The Government’s decision to remove performance pay for public sector CEOs will lead to higher CEO salaries, remove incentives for good performance and reduce accountability, National’s State Services Spokesperson Nick Smith says.

“The Cabinet paper outlining the details of the decision to remove performance based pay for CEOs in the public sector reveals that CEOs will not have their salaries cut. Instead, the overall pay packets will increase to offset the cut in performance pay.

“Instead of missing out on the performance element of their pay, Public Sector CEOs will simply have the performance based component of their remuneration rolled into their guaranteed salary. This does nothing more than remove the incentive to perform well.

“The Coalition Government  has been completely duplicitous by spinning this announcement like it was reining in state sector pay.
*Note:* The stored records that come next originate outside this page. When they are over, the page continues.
PR #3507, opened 2024-11-13
Fix SNES NonlinearPDE class when using line search

jhale:
Thanks to @jonas-heinzmann for clearly identifying and explaining this issue and @michalhabera for help creating this fix.

When using a linesearch routine SNES needs to calculate (multiple times) the norm of the residual evaluated at a vector `w` equal to the current solution plus some proposed scaling factor times the Newton increment. To do this SNES calls the user-defined residual evaluation routine passing `w`. Our current implementation of the residual evaluation routine overwrites the residual form state `u` with `w` but does not *replace* `u` with the current solution `x` before returning. This leads to a failure of the linesearch.

This patch fixes this behaviour by preserving the internal state of the residual.

### DIFF
--- a/python/dolfinx/wrappers/mesh.cpp
+++ b/python/dolfinx/wrappers/mesh.cpp
@@ -612,7 +612,7 @@ void mesh(nb::module_& m)
           nb::rv_policy::reference_internal)
       .def_prop_ro("dim", &dolfinx::mesh::Topology::dim,
                    "Topological dimension")
-      .def_prop_ro(
+      .def_prop_rw(
           "original_cell_index",
           [](const dolfinx::mesh::Topology& self)
           {
@@ -623,7 +623,16 @@ void mesh(nb::module_& m)
             return nb::ndarray<const std::int64_t, nb::numpy>(idx[0].data(),
                                                               {idx[0].size()});
           },
-          nb::rv_policy::reference_internal)
+          [](dolfinx::mesh::Topology& self,
+             const nb::ndarray<const std::int64_t, nb::ndim<1>, nb::c_contig>&
+                 original_cell_indices)
+          {
+            self.original_cell_index.resize(1);
+            self.original_cell_index[0].assign(
+                original_cell_indices.data(),
+                original_cell_indices.data() + original_cell_indices.size());
+          },
+          nb::arg("original_cell_indices"))
       .def("connectivity",
            nb::overload_cast<int, int>(&dolfinx::mesh::Topology::connectivity,
                                        nb::const_),
--- a/python/test/unit/nls/test_newton.py
+++ b/python/test/unit/nls/test_newton.py
@@ -11,7 +11,6 @@ import numpy as np
 import pytest
 
 import ufl
-from dolfinx import cpp as _cpp
 from dolfinx import default_real_type
 from dolfinx.fem import Function, dirichletbc, form, functionspace, locate_dofs_geometrical
 from dolfinx.mesh import create_unit_square
@@ -106,6 +105,7 @@ class TestNLS:
     def test_linear_pde(self):
         """Test Newton solver for a linear PDE."""
         from petsc4py import PETSc
+
         from dolfinx.nls.petsc import NewtonSolver
 
         # Create mesh and function space
@@ -154,6 +154,7 @@ class TestNLS:
     def test_nonlinear_pde(self):
         """Test Newton solver for a simple nonlinear PDE"""
         from petsc4py import PETSc
+
         from dolfinx.nls.petsc import NewtonSolver
 
         mesh = create_unit_square(MPI.COMM_WORLD, 12, 5)
--- a/python/test/unit/nls/test_newton.py
+++ b/python/test/unit/nls/test_newton.py
@@ -6,6 +6,7 @@
 """Unit tests for Newton solver assembly"""
 
 from mpi4py import MPI
+from petsc4py import PETSc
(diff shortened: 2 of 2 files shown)


jhale:
Failing line search in parallel run https://petsc.org/release/manualpages/SNES/SNES_DIVERGED_LINE_SEARCH

jhale:
This works but seems unsatisfactory. A point from Jonas:

"...the pointer to the PETSc solution vector is linked directly to the pointer of the solution vector of Dolfinx, while in fact both instead should be independent, i.e. the vector at which Dolfinx assembles the forms and the solution vector PETSc works must not be the same to allow for these temporary solution vectors in PETSc."

michalhabera:
Looking at this again, I think a simpler solution would be to pass a new independent vector to a call to snes.solve().

jorgensd:
Could we move this implementation into the dolfinx namespace?

It is rather hard for users to see how to use PETSC snes as they have to browse the tests.

jonas-heinzmann:
To elaborate a bit more on the PETSc side of things to help the discussion:

In my understanding, the SNES solver object usually only works with a solution vector $X$ at which it needs to evaluate the function $F(X)$ as well as the Jacobian $J(X)$.
To me it seems that with the previously proposed SNESProblem class setup, the PETSc vector $X$ is somehow directly linked to `self.u` in the dolfinx namespace such that we can assemble $a(X)$ and $L(X)$.

This is not an issue _unless_ we want to properly use the SNESLinesearch routines:
They work with another temporary vector $W$ at which the line search routines need to evaluate $F(W)$, while they explicitly rely on $X$ as an unchanged reference point to (iteratively) test different step sizes $\lambda_i$, i.e.

$$W_{i+1} = X + \lambda_i \Delta X$$

See for instance [here](https://gitlab.com/petsc/petsc/-/blob/main/src/snes/linesearch/impls/l2/linesearchl2.c?ref_type=heads#L46).
However, once the line search routines call the `SNESProblem.F` method passing in $W$, since dolfinx wants to assemble $L(X)$, we need to explicitly overwrite $X \leftarrow W$, which then causes $X$ to change in the PETSc namespace, meaning that the line searches can't rely on a fixed reference point to test different step lengths $\lambda$.
This means that the line searches (for iteration $i>1$) get

$$W_{i+1} = W_i + \lambda_i \Delta X$$

instead of the expected

$$W_{i+1} = X + \lambda_i \Delta X$$

which causes them to fail when they try to fit an ansatz e.g. to $||F||_2$ along the step length.
When one looks at the output of the line search routines, this typically means that they shrink the step size $\lambda$ further and further, until the minimum step size is reaches and then exit.
As long as the line search only needs a single evaluation of $F(W)$, everything appears to work since in that case it does not matter if the reference point is not consistent due to $X\leftarrow W$.

So perhaps another idea to fix the issue would be to somehow 'unlink' `u` in the dolfinx namespace from `X` in the PETSc namespace?
Meaning that the solution vector at which dolfinx assembles $a$ and $L$ are independent of the vectors in the PETSc namespace.
Then the `SNESProblem.F` method could assemble the forms at whatever point PETSc passes in, without us interfering with the solution vectors of PETSc.

jhale:
"So perhaps another idea to fix the issue would be to somehow 'unlink' u in the dolfinx namespace from X in the PETSc namespace?"

Agreed, I think that is the best solution and I think it's more consistent with the design of DOLFINx and SNES. We should also consider adjusting our own NewtonSolver if we make the same link there.

michalhabera:
Thanks @jonas-heinzmann for noticing this.

I'd suggest following patch. I've checked and all other uses of SNES (e.g. `test_petsc_nonlinear_assembler.py`) do allocate new solution vector (unrelated to any function in forms),
```
diff --git a/python/test/unit/nls/test_newton.py b/python/test/unit/nls/test_newton.py
index ba56dbcdf1..8ef044f515 100644
--- a/python/test/unit/nls/test_newton.py
+++ b/python/test/unit/nls/test_newton.py
@@ -224,13 +224,16 @@ class TestNLS:
         snes.getKSP().setTolerances(rtol=1.0e-9)
         snes.getKSP().getPC().setType("lu")
 
-        snes.solve(None, u.x.petsc_vec)
+        x = u.x.petsc_vec.copy()
+        x.ghostUpdate(addv=PETSc.InsertMode.INSERT, mode=PETSc.ScatterMode.FORWARD)
+
+        snes.solve(None, x)
         assert snes.getConvergedReason() > 0
         assert snes.getIterationNumber() < 6
 
         # Modify boundary condition and solve again
         u_bc.x.array[:] = 0.6
-        snes.solve(None, u.x.petsc_vec)
+        snes.solve(None, x)
         assert snes.getConvergedReason() > 0
         assert snes.getIterationNumber() < 6
         # print(snes.getIterationNumber())
```

jhale:
I think this is fixed - @jonas-heinzmann can you try this out?

In short, users should (almost) never pass the same vector memory to `snes.solve` as used in the specifying the residual or Jacobian form.

@jorgensd We can bring `NonlinearPDE_SNESProblem` out to the user API in another PR.

I also took a look at our `NewtonSolver`. In our current `NonlinearPDEProblem` class we assume that `x` and `u` share the same memory - infact without this the solver will not converge. I would propose for consistency with SNES (that I believe has the right design here) that we remove this implicit coupling in our examples.

jonas-heinzmann:
This seems to do the trick, thanks a lot!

But in reality they are simply paying these CEOs the same, and in some cases more, while reducing any incentive for them to perform well.

“The Government will now pay bad CEOs the same as good CEOs. This makes no sense and will lead to a worse performing Public Sector.
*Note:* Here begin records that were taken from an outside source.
PR #18, opened 2019-01-23
Fix MacOS IL2CPP detection

gkassabli:
Previously we detected IL2CPP support on MacOS only in non-versioned destinations. This caused incorrect detections of missing IL2CPP support (i.e https://teamcity.corp.i8e.io/viewLog.html?buildId=1809447&buildTypeId=Develop_UnityGdk_BuildTestMac&tab=buildLog&_focus=595#_state=559,638)
This PR corrects IL2CPP detection to use needed versioned destination.


paulbalaji (approved):
nice catch 💯

jessicafalk (approved):

PR #19, opened 2019-01-23
Tweak Upload Script

jamiebrynes7:
After writing a script which used `upload-assemblies` (https://github.com/spatialos/gdk-for-unity/pull/704), it appeared that it would be easier and safer to refactor getting an assembly name out into a method and asking a user to pass in the full assembly name.


scripts/pinned-tools.sh
```diff
@@ -96,3 +96,17 @@ DOTNET_VERSION="$(dotnet --version)"
 if isWindows; then
   export MSBuildSDKsPath="${PROGRAMFILES}/dotnet/sdk/${DOTNET_VERSION}/Sdks"
 fi
+
+# Creates an assembly name based on a prefix and the current Git hash.
```
gkassabli: It might be a bit cleaner to mention using the argument instead of prefix

gkassabli (approved):
lgtm!

jessicafalk (approved):

PR #20, opened 2019-01-28
Fix Zips

jamiebrynes7:
This PR fixes the zips created by the tool to work with Windows + MacOS built in system unzipping tools.


oblm (approved):
**Tested:**
@jamiebrynes7  created a zip and opened it on both MacOS and Windows with the default unzipping tools.

gkassabli (approved):

PR #22, opened 2019-02-08
BuildKite support for shared_ci

gkassabli:
Files to support BuildKite runs on shared_ci repo.


gkassabli:
Buildkite is green!

.buildkite/premerge.definition.yaml
```diff
@@ -0,0 +1,11 @@
+agent_queue_id: trigger-pipelines
+description: Unity GDK Shared CI repository pre-merge CI pipeline.
```
jamiebrynes7: `GDK for Unity` 😉

jamiebrynes7 (approved):
LGTM module small change

.buildkite/premerge.definition.yaml
gkassabli: Oops, will fix this!

PR #23, opened 2019-02-18
Update AndroidDependencies to 2018.3.5f1

paulbalaji:
Update AndroidDependencies to 2018.3.5f1

Did this by opening `AndroidDependencies` in 2018.3.5f1


jessicafalk (approved):

zeroZshadow:
After this fix, we should check if this is still required.
I've done a local test and Unity seems totally capable to find the Android SDK by itself as long as the `ANDROID_SDK_ROOT` env variable is set. And the newer unity has an embedded JDK, so it no longer needs that path. According to older blogposts it also looks at the `JAVA_HOME` env var to find the JDK as well.

jared-improbable:
Shouldn't this go into `develop`?

jessicafalk:
we don't have a develop branch for this repo as it's not really versioned so far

“It was also disingenuous of the Minister to hide the fact that all Chief Executives would be given an extra week’s holiday. The taxpayer is effectively being asked to pay more for less.

“The unions believe everyone should be paid the same, regardless of their performance. That attitude is now being embedded in the state sector and it shows the dangerous direction the Government is headed in when it comes to its industrial relations reforms.

“This is another example of the Government reducing accountability. They have already axed the Better Public Services targets, and removed specific performance targets for DHBs and Police which were leading to better results for New Zealanders.

“The Public Sector needs more accountability and better incentives, not less.”